Our readers share tales of their rambles around the world .
Who: Jane (the author) and CJ Dieteman of Fairfax Station.
Where, when, why: Chile in March, five days on Easter Island and three days on the mainland. Seeing Easter Island was our goal. As a child, I read the book “Aku-Aku” by Thor Heyerdahl, and ever since, I had dreamed of seeing this fascinating place.
Highlights and high points: The main statues all around the island, more than 800 of them, were breathtaking. One very early morning — and I am decidedly not a morning person — we started out in the dark to drive to Ahu Tongariki to see the sun rise behind the 15 moai there, an island must-do. We found ourselves in a caravan with three other cars obviously headed to the same destination. There were about 30 of us waiting for the sun to come up. Waiting and waiting and waiting. Unfortunately, we never got a full sunrise, as it was a cloudy morning. Still, seeing the dark clouds streaked through with sunbeams behind the moai was a sight that I will never forget. Although the term “magical” is often overused, that is what it was — magical.
Cultural connection or disconnect: Trying to mail postcards from Easter Island took three visits to the post office. On the first, the postmistress informed us that there were no stamps available, and she wasn’t sure when they would get any. On the second visit, we got the story that the island no longer uses stamps, only electronic postage, which was also unavailable. We couldn’t figure out what we were doing wrong. Was there some cultural nicety that we were overlooking? Was it that the postmistress was just lonely and wanted some new people to talk to? Or was something sinister going on? On our third and last visit, we were finally able to buy stamps, affix them to our cards and mail them (and although it took a while, they eventually arrived).
Biggest laugh or cry: Although Easter Island seemed far from overrun by tourists, you couldn’t tell that from the plane ride from Santiago. Since there were no seat assignments until the morning of the flight, you got a surprise when you got to the airport. It was not a good surprise. Upon boarding the plane, we found that we were in the middle seats in one of the middle rows. We had barely two inches of knee room before we banged into the seats in front of us. The trip to our dream island turned into a nightmare that lasted for five long, uncomfortable hours. By the end of the flight, we felt that we knew all the folks surrounding us intimately. Never were so many people in so many tiny seats happier to see their destination.
How unexpected: All the guidebooks had told us that the island would be crowded and that we should be prepared to be overwhelmed at all the archaeological sites. This turned out not to be true. We were alone at some sites, and at others there were just a handful of people in the area. We didn’t run into a single tour bus or large group of people the entire time we were exploring the island. It made visiting the sites so much more meaningful and contemplative. We were also prepared not to eat in the restaurants without a reservation. But we had some wonderful meals at some restaurants with million-dollar views where we just walked in. We were surprised by the bright-purple sweet potato dishes, the fact that there was gelato as good as Italy’s, and by the availability of as much ice as you might want. It was easier to get ice on Easter Island than in many places that we’ve visited in Europe.
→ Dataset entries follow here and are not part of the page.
PR #423, opened 2023-11-01
Added extensive example for call_contract_syscall

Akashneelesh:
I've completed the example, and it effectively addresses multiple scenarios. The primary focus is on passing the data to a function and forwarding it to the call_contract_syscall through the calldata. Additionally, the example explores various scenarios in which a receiving contract may need to be structured differently to handle the data, providing a comprehensive view of the topic.


enitrat (commented):
I don't think I'm going to merge this for a few reasons:

1. There is no addition to the book. These examples are not referenced anywhere.
2. Why are there deployment scripts? This is way too heavy to simply demonstrate how to use `call_contract_syscall` in an efficient manner. 
3. There is way too much content, no one will ever read this. It's too complex. Especially given that low-level syscalls will not be used in 99% of use cases.

However, there is still one interesting thing we could keep - it's how you used `Serde` to serialize the parameters into a Array<felt252>.

In the existing example, we have 

```rust
fn transfer_token(
            ref self: ContractState,
            address: starknet::ContractAddress,
            selector: felt252,
            calldata: Array<felt252>
        ) -> bool {
            let mut res = starknet::call_contract_syscall(address, selector, calldata.span())
                .unwrap_syscall();
            Serde::<bool>::deserialize(ref res).unwrap()
        }
  ```
  
  If you want to, you can change this example a bit to
  - not take the selector as a function parameter, and use the `selector!` macro instead to call an ERC20 contract
  - not take calldata as a function parameter, use the same as `transferFrom`
  - Serialize the parameters before calling `call_contract_syscall`

**Comment by Akashneelesh** [comment]
> I don't think I'm going to merge this for a few reasons:
> 
> 1. There is no addition to the book. These examples are not referenced anywhere.
> 2. Why are there deployment scripts? This is way too heavy to simply demonstrate how to use `call_contract_syscall` in an efficient manner.
> 3. There is way too much content, no one will ever read this. It's too complex. Especially given that low-level syscalls will not be used in 99% of use cases.
> 
> However, there is still one interesting thing we could keep - it's how you used `Serde` to serialize the parameters into a Array.
> 
> In the existing example, we have
> 
> ```rust
> fn transfer_token(
>             ref self: ContractState,
>             address: starknet::ContractAddress,
>             selector: felt252,
>             calldata: Array<felt252>
>         ) -> bool {
>             let mut res = starknet::call_contract_syscall(address, selector, calldata.span())
>                 .unwrap_syscall();
>             Serde::<bool>::deserialize(ref res).unwrap()
>         }
> ```
> 
> If you want to, you can change this example a bit to
> 
> * not take the selector as a function parameter, and use the `selector!` macro instead to call an ERC20 contract
> * not take calldata as a function parameter, use the same as `transferFrom`
> * Serialize the parameters before calling `call_contract_syscall`

Yeah sure got it, I'll do the change

**Comment by Akashneelesh** [comment]
I have updated the example according to the pointer that you had mentioned.

File: listings/ch99-starknet-smart-contracts/listing_99_09_call_contract_syscall/src/lib.cairo [hunk 1]
```diff
@@ -1,31 +1,43 @@
...
-            address: starknet::ContractAddress,
-            selector: felt252,
-            calldata: Array<felt252>
+            address: ContractAddress,
+            sender: ContractAddress,
+            recipient: ContractAddress,
+            amount: u256
         ) -> bool {
-            let mut res = starknet::call_contract_syscall(address, selector, calldata.span())
+            let mut Calldata: Array<felt252> = ArrayTrait::new();
```
enitrat, line 31: snake_case

src/ch99-02-02-contract-dispatcher-library-dispatcher-and-system-calls.md
```diff
@@ -84,4 +84,4 @@ Using these syscalls can be handy for customized error handling or to get more c
 
 <span class="caption">Listing 99-9: A sample contract using syscalls</span>
 
-To use this syscall, we passed in the contract address, the function selector (which is the `starknet_keccak` hash of the function name), and the calldata (function arguments). At the end, we get returned a serialized value which we'll need to deserialize ourselves!
+To use this syscall, we passed in the contract address, the calldata (function arguments), which then inside the function gets serialized and is passed on to the array which is spanned and passed as the calldata. The function name is already passed in which is transferFrom which we will be calling, At the end, we are returned a serialized value which we'll need to deserialize ourselves!
```
enitrat, line 87:
```suggestion
To use this syscall, we passed in the contract address, the selector of the function we want to call, and the call arguments.

The call arguments must be provided as an array of `felt252`. To build this array, we serialize the expected function parameters into an `Array<felt252>` using the `Serde` trait, and then pass this array as calldata. At the end, we are returned a serialized value which we'll need to deserialize ourselves!
```

listings/ch99-starknet-smart-contracts/listing_99_09_call_contract_syscall/src/lib.cairo
```diff
@@ -1,31 +1,43 @@
+use starknet::ContractAddress;
 #[starknet::interface]
 trait ITokenWrapper<TContractState> {
     fn transfer_token(
         ref self: TContractState,
         address: starknet::ContractAddress,
```
enitrat, line 6: as you imported ContractAddress:
```suggestion
        address: ContractAddress,
```

enitrat (commented):
great!

src/ch99-02-02-contract-dispatcher-library-dispatcher-and-system-calls.md
Akashneelesh: Done

listings/ch99-starknet-smart-contracts/listing_99_09_call_contract_syscall/src/lib.cairo
Akashneelesh: Done

listings/ch99-starknet-smart-contracts/listing_99_09_call_contract_syscall/src/lib.cairo
Akashneelesh: Done

Akashneelesh:
I have acknowledged all the changes and have updated it.

enitrat (approved):
image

Fondest memento or memory: The greatest gift was the fulfillment of a life-long dream. The island turned out to be even better than I had imagined. The sites were fascinating, the people were warm and welcoming, and every single thing we tried to do or see worked out perfectly, including seeing sea turtles. Even the weather cooperated. It would rain every day at about 6 p.m., just when we were relaxing on our porch from the day of touring. The rain would last about 10 minutes, and there was a beautiful rainbow every night. Obviously, we were meant to take this trip.